Edmund Russell has joint appointments in the University of Virginia's departments of Science, Technology and Society, and History. His scholarship in environmental history and the history of technology often includes evolutionary biological studies. In this new book he carefully explains the coadaptation of humans and greyhounds in Britain from the Middle Ages through the first part of the twentieth century. Russell writes that he did not expect to write this book, first intending a book on working-class dogs in England. Such surprise is a good sign of the evidence guiding his thinking and writing. Russell's arguments surprised me, too, in a really pleasant way.
Evolution and coevolution of humans and greyhounds reveals how the traits of both changed over time. Russell's distinctive argument explains the “historical forces that led people to value different traits at different times in non-human populations” (2). As the human and environmental circumstances of work and habitat, or niches, changed, the variation among greyhounds narrowed. The adaptation of human and greyhound populations to such niches gave shape to their mutual evolution. Place and jobs work together, and the former's narrowing meant the narrowing of the latter. No force worked to narrow that more powerfully, and rapidly, than modernization, remarkably not only in human society, but for evolution itself.
Russell's book also contributes to the history of sport, as he explains the meme, or instruction for dog behavior, of their particular jobs. He narrates the transformation of rural hunting with greyhounds into modern coursing trials, and finally, the creation of greyhound shows. Closing breeding pools among show and coursing greyhounds effectively made descent from two registered greyhounds the major job description for both kinds of dogs, ending five hundred years of cross breeding.

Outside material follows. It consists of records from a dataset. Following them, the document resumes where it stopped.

PR #4542, opened 2025-11-14
Implement `getResources` on client side

Xenius97:
This PR enables the usage of the `getResources()` function on the client side as well.  
Currently, the only way to list resources on the client is through workarounds for example, manually writing every resource name into a Lua table and iterating over them using `getResourceFromName`.  
This change provides a simpler and more transparent method, primarily useful for debugging purposes.

```lua
addCommandHandler("c_listresources", function()
    for i, res in ipairs(getResources()) do
        outputChatBox(i .. ": " .. getResourceName(res))
    end
end)
```

> [!IMPORTANT]
> This only lists resources that are running on the client side.


Client/mods/deathmatch/logic/luadefs/CLuaResourceDefs.cpp
```diff
@@ -391,6 +392,20 @@ int CLuaResourceDefs::GetResourceExportedFunctions(lua_State* luaVM)
     return 1;
 }
 
+int CLuaResourceDefs::GetResources(lua_State* luaVM)
```
qaisjp: Does `ArgumentParser<GetResources>` with `std::vector<CResource*> CLuaResourceDefs::GetResources()` not work?

qaisjp (changes requested):
Seems reasonable.

Can you flesh out a specific reason why someone would need this though?

You mentioned debugging purposes but I'm struggling to think of an actual reason to use this client side.

Xenius97:
> Can you flesh out a specific reason why someone would need this though?

A few months ago we had memory issues, and I ran into this while working on it as well. I had to solve it with a workaround trick, where I sent all resources to the client and ran the code there. Specifically, the problem is that performancebrowser does not show which elements are created per resource separately. Because of this, I wrote a script that prints how many elements are created for a given element type per resource. Other than that, I can’t really think of any other use case for it.


```lua
addCommandHandler("elementinfo", function(player, cmd, elementType)
	if Admin:isScripter(player) then
		if not elementType then
			Core:OutputToPlayer("Használd: /elementinfo [element típus]", player, "red", "Developer")
			return
		end

		local resources = {}
		for _, value in ipairs(getResources()) do
			if getResourceState(value) == "running" then
				table.insert(resources, getResourceName(value))
			end
		end
		triggerClientEvent(player, "devtools->elementInfo", resourceRoot, resources, elementType)
	end
end)
```

```lua
addEvent("devtools->elementInfo", true)
addEventHandler("devtools->elementInfo", root, function(resources, elementType)
	local totalCount = 0
	for _, name in ipairs(resources) do
		local resource = getResourceFromName(name)
		if resource and getResourceState(resource) == "running" then
			local count = (#getElementsByType(elementType, getResourceRootElement(resource)))
			if count > 0 then
				totalCount = totalCount + count
				Core:OutputToPlayer("Resource: "..name.." | Element típus: "..elementType.." | Darabszám: "..count, _, "green", "Developer")
			end
		end
	end

	Core:OutputToPlayer("Összes "..elementType.." elem darabszám: "..totalCount, _, "yellow", "Developer")
end)
```

Client/mods/deathmatch/logic/luadefs/CLuaResourceDefs.cpp
Xenius97: I've changed to it (this was one of my early PR's and didn't use ArgumentParser)

dmi7ry:
This can be used for cheaters' purposes. Perhaps it would be better if such a possibility were allowed by a flag in the server config.

Xenius97:
> This can be used for cheaters' purposes. Perhaps it would be better if such a possibility were allowed by a flag in the server config.

I dont think so. This will only list running resources, you can make a list of them from client cache too.
If they want to abuse it they could now too.

dmi7ry:
> I dont think so. This will only list running resources, you can make a list of them from client cache too.
> If they want to abuse it they could now too.

They can use this specifically to find out what hidden resources are on the client (that are not in the cache).

Xenius97:
> They can use this specifically to find out what hidden resources are on the client (that are not in the cache).

(i'm was a bit wrong, but you can get now too)

samr46:
> They can use this specifically to find out what hidden resources are on the client (that are not in the cache).

They can get a list of all client side resources now by checking resource elements (element tree).

Xenius97:
In my opinion, even now there are plenty of ways to find out what’s running on the server, this is just an easier way. I wouldn’t consider it a potential attack surface, but if the management sees it that way, then just close the PR.

qaisjp:
> They can get a list of all client side resources now by checking resource elements (element tree).

My thoughts align with this. This data is already in the client memory so we're not leaking more than is necessary. We're only making it available to script.

If an attacker is sophisticated enough to run a Lua script client side, then they could:
- read it out of the element tree instead 
- read it straight from memory 
- look at the http server instead

Client/mods/deathmatch/logic/luadefs/CLuaResourceDefs.cpp
```diff
@@ -411,6 +412,16 @@ int CLuaResourceDefs::GetResourceState(lua_State* luaVM)
...
 }
 
+std::vector<CResource*> CLuaResourceDefs::GetResources()
+{
+    std::vector<CResource*> resources;
+    for (auto iter = m_pResourceManager->IterBegin(); iter != m_pResourceManager->IterEnd(); ++iter)
+    {
+        resources.push_back(*iter);
+    }
+    return resources;
```
qaisjp: I can make the change but it would be good for this to use a modern looping mechanism -- will make the change when I'm free unless you get to it first

Xenius97: What do you think about this? I've simplified
https://github.com/multitheftauto/mtasa-blue/pull/4542/commits/bad35dcff063bd04e77a1c24b8b654a6ccc1c8d0

qaisjp (approved):
Elegant, thanks

PR #4544, opened 2025-11-14
Fix memory leak in engineImageLinkDFF

### LINKED ISSUE #4288: Image streaming memory leak
### Describe the bug

This only occurs when engineSetAsynchronousLoading(true, true) is used

The error occurs when the player has some txd/dff loaded via an IMG block and he reconnects, disconnects or the resource that loads the IMG block is interrupted. I've tried a few possible solutions, such as taking the vehicle out of rendering when the 'onClientResourceStop' event 
is fired, I've also tried using the "engineStreamingFreeUpMemory" functions with high values, I've also tried the "engineStreamingReleaseModel" function.

Nothing seems to work.

### Steps to reproduce

1 - download the attached resource
2 - start it
3 - restart a few times or simply reconnect a few times
4 - you will see that the streaming memory usage will not decrease, it will always increase.

### Version

Client: Multi Theft Auto v1.6-release-23247
Server: MTA:SA Server v1.6-release-23219

### Additional context

Below is the video demonstrating what happened and the resource for testing

[ImageBug.zip](https://github.com/user-attachments/files/21151971/ImageBug.zip)

https://www.youtube.com/watch?v=StmRB-dp8A0

### Relevant log output

```shell

```

### Security Policy

FileEX:
Fixed #4288 

After updating the archive information and then calling the streaming ``CStreamingSA::ReInit`` (``engineRestreamWorld``), the ``RwObject`` associated with the original archive was “lost”, and a new one was loaded for the new archive.

Sequence:
```
link dff -> restream -> keep old RwObject -> create RwObject for new archive

Restart resource:
restore dff (unlink) -> restream -> keep previously loaded new RwObjects -> create RwObject from original archive
```

With every subsequent call to ``engineImageLinkDFF``, new ``RwObjects`` were created without removing the previous ones. As a result, after each resource restart or reconnect, the number of ``RwObjects`` kept increasing, depending on how many models were inside the IMG. This is what caused the memory leak.

### DIFF
--- a/Client/game_sa/CStreamingSA.cpp
+++ b/Client/game_sa/CStreamingSA.cpp
@@ -336,9 +336,9 @@ void CStreamingSA::SetStreamingInfo(uint modelid, unsigned char usStreamID, uint
     CStreamingInfo* pItemInfo = GetStreamingInfo(modelid);
 
     // We remove the existing RwObject because, after switching the archive, the streamer will load a new one.
-    // ReInit doesn’t delete all RwObjects unless certain conditions are met.
+    // ReInit doesn't delete all RwObjects unless certain conditions are met.
     // In this case, we must force-remove the RwObject from memory, because it is no longer used,
-    // and due to the archive change the streamer no longer detects it and therefore won’t delete it.
+    // and due to the archive change the streamer no longer detects it and therefore won't delete it.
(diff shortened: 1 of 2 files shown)


Dutchman101:
Good job, but fingers crossed it won't break anything that wasn't immediately obvious in your local tests.

Dutchman101 (approved):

Some of these forces were at work earlier, but the key period, Russell argues, was the 1880s. Rejecting the romantic or essentialist typology of animal breeds, variations and malleability were beneficial characteristics of people and dogs. The modern forces of democracy and capitalist opportunity invited nonaristocrats into the greyhound breeding culture. In response, Britain's nobility began to adjust their definitions of greyhound appearance, habitat, and jobs in order to retain a hold on the status distinctions they associated with their dogs. This action paralleled similar cultural convictions about the romanticization of savagery and Britain's Gaelic “fringe,” imperial rule in the colonies, and even racial notions of breeding and purity of blood. In his famous essay on Balinese cockfighting culture, Clifford Geertz argued that convictions about masculinity and class were woven deeply into the contests, where owners identified with their animals. Similarly, Russell implies that the savage/civil distinction, so critical to the Enlightenment social sciences, also encouraged increased distinctions between “smooth” and “rough” greyhounds, located in habitat distinctions between civilized England and the tougher climes of Ireland and Scotland.

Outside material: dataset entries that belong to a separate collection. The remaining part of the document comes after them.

PR #205, opened 2017-05-19
Fix language selection

wtritch:
This PR fixes two issues:  A hand-jammed SQL insert into an associated table in unit tests and ordering on a UUID column.

### DIFF
--- a/service/src/main/java/tds/exam/repositories/impl/ExamQueryRepositoryImpl.java
+++ b/service/src/main/java/tds/exam/repositories/impl/ExamQueryRepositoryImpl.java
@@ -9,6 +9,13 @@ import org.springframework.jdbc.core.namedparam.MapSqlParameterSource;
 import org.springframework.jdbc.core.namedparam.NamedParameterJdbcTemplate;
 import org.springframework.jdbc.core.namedparam.SqlParameterSource;
 import org.springframework.stereotype.Repository;
+import tds.common.data.mapping.ResultSetMapperUtility;
+import tds.common.data.mysql.UuidAdapter;
+import tds.exam.Exam;
+import tds.exam.ExamStatusCode;
+import tds.exam.ExamStatusStage;
+import tds.exam.models.Ability;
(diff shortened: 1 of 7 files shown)


service/src/main/java/tds/exam/repositories/impl/ExamQueryRepositoryImpl.java
```diff
@@ -114,12 +113,14 @@ public ExamQueryRepositoryImpl(@Qualifier("queryJdbcTemplate") NamedParameterJdb
                 "  ON lang.exam_id = e.id \n" +
                 "  AND lang.id = ( \n" +
                 "       SELECT \n" +
-                "           MAX(eacc.id) \n" +
```
wtritch: The "eacc.id" column is a UUID, so this was more-or-less randomly picking one of the language exam_accommodations.  I changed below to order by "created_date."

service/src/test/java/tds/exam/repositories/impl/ExamQueryRepositoryImplIntegrationTests.java
```diff
@@ -218,35 +218,34 @@ public void shouldReturnLastPausedDate() {
 
     @Test
     public void shouldFindExamWithLatestLanguage() throws InterruptedException {
-        Exam exam = new ExamBuilder().build();
+        final Exam exam = new ExamBuilder().build();
         examCommandRepository.insert(exam);
 
-        String SQL = "insert into exam_accommodation(id, exam_id, type, code, description, value, segment_position, default_accommodation, allow_combine, sort_order, created_at)\n" +
-            "values (:id, :examId, :type, :code, 'description', 'value', 1, 0, 0, 1, :createdAt);";
```
wtritch: This is generally a bad idea.  I'd added an exam_id field to the exam_accommodation_event table that wasn't being populated by this SQL.  It's generally better to go through the associated handlers so we don't end up breaking unassociated tests.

Russell's sources are remarkably varied, which is not surprising considering his distinctive questions about coevolution. Documents on hunting, on rural sports, and the culture of the British nobility serve him for the medieval and early modern period. Memoirs, biographies and manuals on domesticated animals guide him in the transitional era of the eighteenth and early nineteenth centuries. For the modern period, Russell turned to dog club publications, local newspapers, and published breeding guides.
The book is rich in detail, especially from printed sources, and the occasional appropriate period illustration. Once the reader has the nomenclature in hand (coevolution, niche, meme, job, and habitation, for example) Russell is a sure-footed guide through the argument. At times the book is redundant, in the sense that Russell regularly recalls earlier claims and repeatedly offers summaries. Perhaps this comes from a self-consciousness of the book's distinctive, even groundbreaking, argument to historians unfamiliar with evolutionary biology. He surely hopes biologists and evolutionary scientists as well will read this, and their lack of familiarity with British history might also require repetition. At times his discussion of the dogs is far more interesting, to this reader, than that of the people (with a few notable exceptions, such as George Walpole, Lord Orford). It does seem, on occasion, that Russell depends on quite mature narrative histories of modern Britain, making me wonder if recent work would be even more suggestive. The role that Christianity, or religion generally, played in defining the ideologies surrounding memes and niches is minimal for Russell.
Historical change is evolution, Russell argues, and greyhounds, like other domesticated animals, are a kind of biotechnology. Biologists should therefore build historical social forces into their models. Modern humans have accelerated evolution in a manner far greater than any previous age. Russell successfully brings evolution down to a human/dog scale, tracing in a kind of microhistorical manner a single thread across a long era. Russell's concentration on the greyhound helps the reader recognize that breed uniformity, due to human intervention, is only recently the case. Modern evolution and history are therefore “two facets of the same coin” (ix). “The frequency of ideas (culture, memes) and behaviors (traits) changed in the population of greyhound owners. The populations evolved. These kinds of changes are familiar to historians. We call them history” (31).
Popular culture continues to borrow from the Frankenstein model to narrate human intercession in evolutionary change. But Russell's account suggests how that intervention has been going on, methodically and mutually, without grand scientific technique. As a scientifically ill-informed historian, I was really pleased with the book, and I hope the historically challenged scientist finds it just as enlightening.